*** Record excerpts

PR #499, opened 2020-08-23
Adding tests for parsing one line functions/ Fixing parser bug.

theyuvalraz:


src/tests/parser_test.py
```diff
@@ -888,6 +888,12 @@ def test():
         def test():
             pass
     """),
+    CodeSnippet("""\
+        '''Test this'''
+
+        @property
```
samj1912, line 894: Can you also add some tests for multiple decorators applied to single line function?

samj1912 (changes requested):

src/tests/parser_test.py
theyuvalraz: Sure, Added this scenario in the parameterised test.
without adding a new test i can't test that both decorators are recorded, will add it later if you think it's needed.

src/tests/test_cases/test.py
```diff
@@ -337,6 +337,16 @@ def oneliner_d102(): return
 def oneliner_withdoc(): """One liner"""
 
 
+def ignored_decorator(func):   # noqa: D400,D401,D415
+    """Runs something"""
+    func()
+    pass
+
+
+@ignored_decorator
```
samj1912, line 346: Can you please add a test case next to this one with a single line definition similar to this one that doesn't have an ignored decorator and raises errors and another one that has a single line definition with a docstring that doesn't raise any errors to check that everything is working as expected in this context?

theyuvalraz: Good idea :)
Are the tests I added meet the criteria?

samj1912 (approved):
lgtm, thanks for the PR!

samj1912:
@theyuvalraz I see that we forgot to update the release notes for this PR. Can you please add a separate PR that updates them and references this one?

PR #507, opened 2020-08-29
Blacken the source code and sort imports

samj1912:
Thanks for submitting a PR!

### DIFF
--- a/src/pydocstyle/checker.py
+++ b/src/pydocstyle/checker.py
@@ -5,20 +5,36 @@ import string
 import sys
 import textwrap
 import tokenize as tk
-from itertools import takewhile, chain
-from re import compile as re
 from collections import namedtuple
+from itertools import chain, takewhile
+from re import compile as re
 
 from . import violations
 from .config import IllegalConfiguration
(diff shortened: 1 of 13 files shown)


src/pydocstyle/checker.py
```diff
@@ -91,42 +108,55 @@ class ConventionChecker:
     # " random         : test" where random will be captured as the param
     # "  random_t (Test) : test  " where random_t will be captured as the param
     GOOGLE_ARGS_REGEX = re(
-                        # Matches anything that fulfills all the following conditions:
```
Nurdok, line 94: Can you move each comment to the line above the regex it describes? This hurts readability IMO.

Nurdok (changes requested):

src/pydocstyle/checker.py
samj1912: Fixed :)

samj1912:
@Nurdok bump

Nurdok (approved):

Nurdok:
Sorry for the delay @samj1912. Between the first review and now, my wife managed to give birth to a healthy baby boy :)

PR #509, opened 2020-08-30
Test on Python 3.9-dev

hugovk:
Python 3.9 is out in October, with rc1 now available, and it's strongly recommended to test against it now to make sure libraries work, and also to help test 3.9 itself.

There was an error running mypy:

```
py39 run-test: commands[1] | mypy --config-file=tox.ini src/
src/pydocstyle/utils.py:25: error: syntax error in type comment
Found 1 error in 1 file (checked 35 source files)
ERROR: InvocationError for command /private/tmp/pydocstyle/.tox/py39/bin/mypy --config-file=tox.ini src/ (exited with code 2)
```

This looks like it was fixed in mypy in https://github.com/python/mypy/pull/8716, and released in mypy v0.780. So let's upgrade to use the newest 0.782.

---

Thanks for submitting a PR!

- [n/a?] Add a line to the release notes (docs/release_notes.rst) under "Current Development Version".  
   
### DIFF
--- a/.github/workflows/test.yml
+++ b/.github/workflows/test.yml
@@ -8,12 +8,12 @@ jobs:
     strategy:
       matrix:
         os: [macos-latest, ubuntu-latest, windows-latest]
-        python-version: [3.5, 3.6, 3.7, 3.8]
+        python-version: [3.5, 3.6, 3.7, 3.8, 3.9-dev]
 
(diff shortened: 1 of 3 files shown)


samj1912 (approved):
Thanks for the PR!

******
*** Record excerpts

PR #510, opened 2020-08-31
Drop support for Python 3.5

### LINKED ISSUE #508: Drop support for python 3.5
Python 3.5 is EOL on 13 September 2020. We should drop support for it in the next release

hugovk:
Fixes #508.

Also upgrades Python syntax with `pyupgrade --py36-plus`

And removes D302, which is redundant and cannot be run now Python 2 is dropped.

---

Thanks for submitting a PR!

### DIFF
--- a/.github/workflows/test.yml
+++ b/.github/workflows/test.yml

******
*** Record excerpts

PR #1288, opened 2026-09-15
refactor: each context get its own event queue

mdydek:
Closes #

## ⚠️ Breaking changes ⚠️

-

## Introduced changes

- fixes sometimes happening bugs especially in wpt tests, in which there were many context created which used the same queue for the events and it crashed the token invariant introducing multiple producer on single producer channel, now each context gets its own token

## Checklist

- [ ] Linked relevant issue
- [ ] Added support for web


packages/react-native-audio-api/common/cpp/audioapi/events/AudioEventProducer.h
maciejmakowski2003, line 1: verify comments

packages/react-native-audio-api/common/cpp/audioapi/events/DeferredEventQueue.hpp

******

### [What you need to do]
Take from the entries every line that has the string "will".

### [Exercise answer]
without adding a new test i can't test that both decorators are recorded, will add it later if you think it's needed.
     # " random         : test" where random will be captured as the param
     # "  random_t (Test) : test  " where random_t will be captured as the param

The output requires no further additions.